The amount tendered exceeded the Maximum Tender Amount. On September 5, 2024, Scentre Management Limited, in its capacity as responsible entity and trustee of Scentre Group Trust 1, priced an offering of A$900,000,000 of new subordinated debt securities to certain institutional investors outside the United States. Accordingly, the Offeror will increase the Maximum Tender Amount of Notes to US$655,920,000. Subject to completion of the securities offering, the Offeror expects to repurchase Notes that were validly tendered at the Early Tender Time with an aggregate principal value equal to the upsized Maximum Tender Amount. Because the amount of Notes validly tendered as of the Early Tender Time exceeded the upsized Maximum Tender Amount, the Offeror will not accept for purchase any Notes tendered after the Early Tender Time.

Title of Security

CUSIP Nos. and ISINs

Principal Amount
Outstanding

Principal Amount
Tendered as of
Early Tender Time

Principal Amount
Expected to be
Accepted(1)


Proration Rate

Subordinated Non-Call 6
Fixed Rate Reset Notes
due 2080

144A CUSIP: 76025LAA2
Reg S CUSIP: Q8053LAA2

144A ISIN: US76025LAA26
Reg S ISIN: USQ8053LAA28

US$1,387,955,000

US$771,711,000

US$655,874,000

81.8596 %






(1)

Expected to be accepted for purchase, and paid for, on September 10, 2024, New York City time.

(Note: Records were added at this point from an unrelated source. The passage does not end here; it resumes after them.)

PR #8706, opened 2020-08-13
Fixed naming error, where "new 1" is followed up by "new 3"

### LINKED ISSUE #8677: NPP jumps from "New 1" to "New 3" if "Find Results" is displayed
**STR:**
Open NPP (for simplifying the case: no session, `New 1` is open).
Open the Find dialog and press `Find All in Current Document`.
-- The `Find Results` window is displayed.
Open a new file.

**Result:**
`New 3` is opened instead of `New 2`.

(The same happens if you open Python Script console).

**Apparently a minor issue, but https://github.com/notepad-plus-plus/notepad-plus-plus/issues/8461 might be related.** 

***
Notepad++ v7.8.9   (32-bit)
Build time : Aug  1 2020 - 16:33:01
Path : C:\---\notepad++.exe
Admin mode : ON
Local Conf mode : ON
OS Build : 7601.23964
Current ANSI codepage : 1255

Esco441-91:
Fixes #8677 

**The problem**
As described in the issue 8677, second unnamed document was named "new 3" instead of "new 2" when "Find Results" window was open.

**Reason**
I found out that Find Results window is an unnamed document (enumerated with state DOC_UNNAMED) to help writing lines to it, using same code that is used for writing any document. The document is then treated in the code as any other unnamed document whenever it is listed while trying to find the next number for a new document.

**Solution**
While this maybe could be fixed by adding new enumeration to the document types, the document types are used in so many places that I don't think I could make such a massive change. My solution was to add a new member, _isUtilityBuffer, to document buffers to indicate that it's not a normal document, but rather used for something else. So when Find Results -window is opened, it is marked as an utility buffer and will be ignored whenever deciding a name for new unnamed window.

### DIFF
--- a/PowerEditor/src/ScitillaComponent/Buffer.cpp
+++ b/PowerEditor/src/ScitillaComponent/Buffer.cpp
@@ -1103,7 +1103,7 @@ size_t FileManager::nextUntitledNewNumber() const
 	for (size_t i = 0; i < _buffers.size(); i++)
 	{
 		Buffer *buf = _buffers.at(i);
-		if (buf->isUntitled())
+		if (buf->isUntitled() && buf->isUtilityBuffer() == false) // Skip utility buffers (Find Results)
 		{
 			// if untitled document is invisible, then don't put its number into array (so its number is available to be used)
 			if ((buf->_referees[0])->isVisible())
--- a/PowerEditor/src/ScitillaComponent/Buffer.h
+++ b/PowerEditor/src/ScitillaComponent/Buffer.h
@@ -374,6 +374,9 @@ public:
 
 	void langHasBeenSetFromMenu() { _hasLangBeenSetFromMenu = true; };
 
+	void setUtilityBuffer(bool state) { _isUtilityBuffer = state; };
+	bool isUtilityBuffer() { return _isUtilityBuffer; };
+
 private:
 	int indexOfReference(const ScintillaEditView * identifier) const;
 
@@ -432,6 +435,8 @@ private:
 	bool _isMonitoringOn = false;
 
 	bool _hasLangBeenSetFromMenu = false;
+
+	bool _isUtilityBuffer = false; // Marks that DOC_UNNAMED is used for something else than a "real document". i.e. the Find Results -window.
 
 	MapPosition _mapPosition;
 
--- a/PowerEditor/src/ScitillaComponent/FindReplaceDlg.cpp
+++ b/PowerEditor/src/ScitillaComponent/FindReplaceDlg.cpp
@@ -2330,6 +2330,7 @@ void FindReplaceDlg::findAllIn(InWhat op)
 		originalFinderProc = SetWindowLongPtr(_pFinder->_scintView.getHSelf(), GWLP_WNDPROC, reinterpret_cast<LONG_PTR>(finderProc));
 
 		_pFinder->setFinderReadOnly(true);
+		_pFinder->_scintView.setUtilityView(true); // Mark the view as utility so it won't be considered as "new x"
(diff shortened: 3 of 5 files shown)


Yaron10:
@Esco441-91,

Congratulations! Thank you for this PR.

It does fix the problem in the following case:

Open NPP (for simplifying the case: no session, `New 1` is open).
**Open a saved file.**
**Close the saved file.**
Open the Find dialog and press `Find All in Current Document`.
-- The `Find Results` window is displayed.
Open a new file.

**Result:**
`New 2`. 

:+1: 

In the following case, however, another **`New 1`** is opened.

Open NPP (for simplifying the case: no session, `New 1` is open).
Open the Find dialog and press `Find All in Current Document`.
-- The `Find Results` window is displayed.
Open a new file.

Another push. :)

Esco441-91:
@Yaron10,

Thank you for the info. You are right on the new issue generated, but it didn't even require Find Results window was opened. Just opening the second document was enough.  I had made the mistake in estimating where specific functions are called. The same function is used whenever npp is opened, and the first "new 1" is opened in the same way as any invisible view/buffer. 

This also resulted that more than just the Find Results window were marked as utility. While I don't see it as a functional problem, it was not intended so, and it's a good thing you were able to bring this up :)

I made some adjustments so that my new setUtilityBuffer isn't called from so deep in the stack when Find Results window is opened. I made a new push, so feel free to test it if you want :)

Yaron10:
@Esco441-91,

Great job. :+1: 

As I've mentioned in https://github.com/notepad-plus-plus/notepad-plus-plus/issues/8677, the problem also occurs if you open the Python Script console (and possibly other panels).

This problem still exists.
Another push? :)

Thanks again.

sasumner:
@Esco441-91 The sign of a good code change is that you've analyzed the code thoroughly and found all of the "trouble spots" (yourself, through the analysis) and fixed them.  Relying on someone (@Yaron10 in this case) to point them out one-by-one, and then you make commit-after-commit to fix each one, is not a sign that you've done the proper research and have come up with an encompassing solution.  Thus, confidence in the solution is eroded when the time comes for someone to check your work and make a yes/no decision about accepting your PR.

Esco441-91:
@sasumner,

Thanks for your feedback. Maybe I have taken in more than I thought. The issue felt easy and the research and solution I made felt correct, but I must've failed at some point. It seems I have more to learn in analyzing code I don't fully know yet. For the latest part, I had forgotten about the Python Console while looking at the Find Results -window. 

I understand your concern about the confidence part and I will close the PR as I don't want it to cause you guys any trouble on acception decision. I think I'll still fix the issue in my forked repo just so I can give myself some peace :)

Thank you and @Yaron10 for the feedback, help and understanding for my state of experience.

Because the aggregate principal amount of Notes validly tendered as of the Early Tender Time exceeded the upsized Maximum Tender Amount, the amount of Notes that the Offeror will purchase from each tendering Note holder will be determined in accordance with the proration procedures described in the Offer to Purchase, applying a proration rate of approximately 81.8596%.